PROMPT —
Go through the entries below line by line and count those containing "Fixed"; the answer is that count alone.
^^^^
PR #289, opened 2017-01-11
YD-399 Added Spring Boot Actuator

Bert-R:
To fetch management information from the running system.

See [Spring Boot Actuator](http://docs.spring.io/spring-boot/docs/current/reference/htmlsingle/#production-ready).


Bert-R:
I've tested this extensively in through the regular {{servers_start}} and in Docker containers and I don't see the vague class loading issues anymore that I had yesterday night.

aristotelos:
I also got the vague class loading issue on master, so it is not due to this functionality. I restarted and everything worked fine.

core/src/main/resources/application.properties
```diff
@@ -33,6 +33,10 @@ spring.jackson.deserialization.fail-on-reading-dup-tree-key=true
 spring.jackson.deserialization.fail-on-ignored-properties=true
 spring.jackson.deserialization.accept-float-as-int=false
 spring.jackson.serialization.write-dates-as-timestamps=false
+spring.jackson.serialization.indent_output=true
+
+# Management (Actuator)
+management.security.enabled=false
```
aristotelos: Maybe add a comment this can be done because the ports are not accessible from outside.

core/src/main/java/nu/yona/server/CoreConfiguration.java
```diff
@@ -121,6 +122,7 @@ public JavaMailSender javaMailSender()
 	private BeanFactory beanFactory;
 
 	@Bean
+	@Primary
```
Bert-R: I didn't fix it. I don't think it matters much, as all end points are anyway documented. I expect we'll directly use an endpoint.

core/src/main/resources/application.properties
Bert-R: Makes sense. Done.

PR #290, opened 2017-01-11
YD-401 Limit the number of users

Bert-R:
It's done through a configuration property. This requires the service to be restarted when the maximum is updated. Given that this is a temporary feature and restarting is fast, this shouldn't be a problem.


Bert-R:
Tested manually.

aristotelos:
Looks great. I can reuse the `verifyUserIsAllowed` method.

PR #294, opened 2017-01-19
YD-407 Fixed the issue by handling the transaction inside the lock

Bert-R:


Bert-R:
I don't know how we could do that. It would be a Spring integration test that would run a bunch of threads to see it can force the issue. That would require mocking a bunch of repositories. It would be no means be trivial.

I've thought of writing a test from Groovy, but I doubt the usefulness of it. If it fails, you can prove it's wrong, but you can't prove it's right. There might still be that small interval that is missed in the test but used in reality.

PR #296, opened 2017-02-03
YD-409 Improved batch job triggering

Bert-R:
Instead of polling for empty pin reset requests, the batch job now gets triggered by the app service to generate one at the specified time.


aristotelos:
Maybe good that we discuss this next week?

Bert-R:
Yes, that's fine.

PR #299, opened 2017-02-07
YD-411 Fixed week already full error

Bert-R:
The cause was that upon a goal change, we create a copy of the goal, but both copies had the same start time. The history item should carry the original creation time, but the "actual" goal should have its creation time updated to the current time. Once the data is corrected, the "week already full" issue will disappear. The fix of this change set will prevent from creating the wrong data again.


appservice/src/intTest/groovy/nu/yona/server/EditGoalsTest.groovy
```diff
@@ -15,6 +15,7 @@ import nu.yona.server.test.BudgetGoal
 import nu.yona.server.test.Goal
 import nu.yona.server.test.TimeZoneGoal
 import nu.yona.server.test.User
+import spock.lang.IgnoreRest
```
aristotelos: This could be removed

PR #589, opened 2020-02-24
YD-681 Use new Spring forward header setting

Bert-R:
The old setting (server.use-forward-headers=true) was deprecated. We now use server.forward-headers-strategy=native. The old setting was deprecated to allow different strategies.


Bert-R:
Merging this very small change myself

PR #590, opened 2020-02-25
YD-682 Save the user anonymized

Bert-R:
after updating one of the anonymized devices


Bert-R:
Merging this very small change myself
^^^^
RESULT —
2